Saved entries:
PR #3131, opened 2025-08-01
source-mongodb: experimental timestamp extraction from resume tokens

williamhbaker:
**Description:**

Adds an experimental routine for extracting timestamps from MongoDB resume tokens. I'm fairly confident it will work across all MongoDB versions, but right now I am adding it along with logging that can be enabled by `LOG_LEVEL=debug`. I would like to ensure it works across a sampling of tasks in production before using it for anything else.

The intended uses for this are to eventually:
* Provide a positive indication that a change stream is "caught up", even if it yields no events that have a cluster timestamp with them. We can extract a timestamp even from a post-bast resume token, which represents a time relative to the position of the change stream. This would replace the rather janky retry-based mechanism implement in 13c89ec.
* Similarly, give a better indication of how far behind a change stream might be if the change stream is not regularly yielding events.
* Log out a timestamp when a change stream fails, which could be fed back into a new feature to allow change streams to resume from an op time (specifically, `startAtOperationTime`) for failure recovery. An example of when this would be useful is if the shard configuration for a deployment is changed, which invalidates pre-existing change streams, but they can be resumed based on an operation time. This could further be automated, but is useful as a stand-alone manual feature.

**Workflow steps:**

**Notes for reviewers:**

- - -
This change is [Reviewable](https://reviewable.io/reviews/estuary/connectors/3131)

### DIFF
--- a/source-mongodb/change_stream.go
+++ b/source-mongodb/change_stream.go
@@ -3,6 +3,8 @@ package main
 import (
 	"bytes"
 	"context"
+	"encoding/binary"
+	"encoding/hex"
 	"fmt"
 	"slices"
 	"time"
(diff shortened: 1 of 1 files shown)


JustinASmith (approved):
LGTM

• **What the task asks**: Which lines above hold the string "that"? Please copy all of them.

• **Result**:
Adds an experimental routine for extracting timestamps from MongoDB resume tokens. I'm fairly confident it will work across all MongoDB versions, but right now I am adding it along with logging that can be enabled by `LOG_LEVEL=debug`. I would like to ensure it works across a sampling of tasks in production before using it for anything else.
* Provide a positive indication that a change stream is "caught up", even if it yields no events that have a cluster timestamp with them. We can extract a timestamp even from a post-bast resume token, which represents a time relative to the position of the change stream. This would replace the rather janky retry-based mechanism implement in 13c89ec.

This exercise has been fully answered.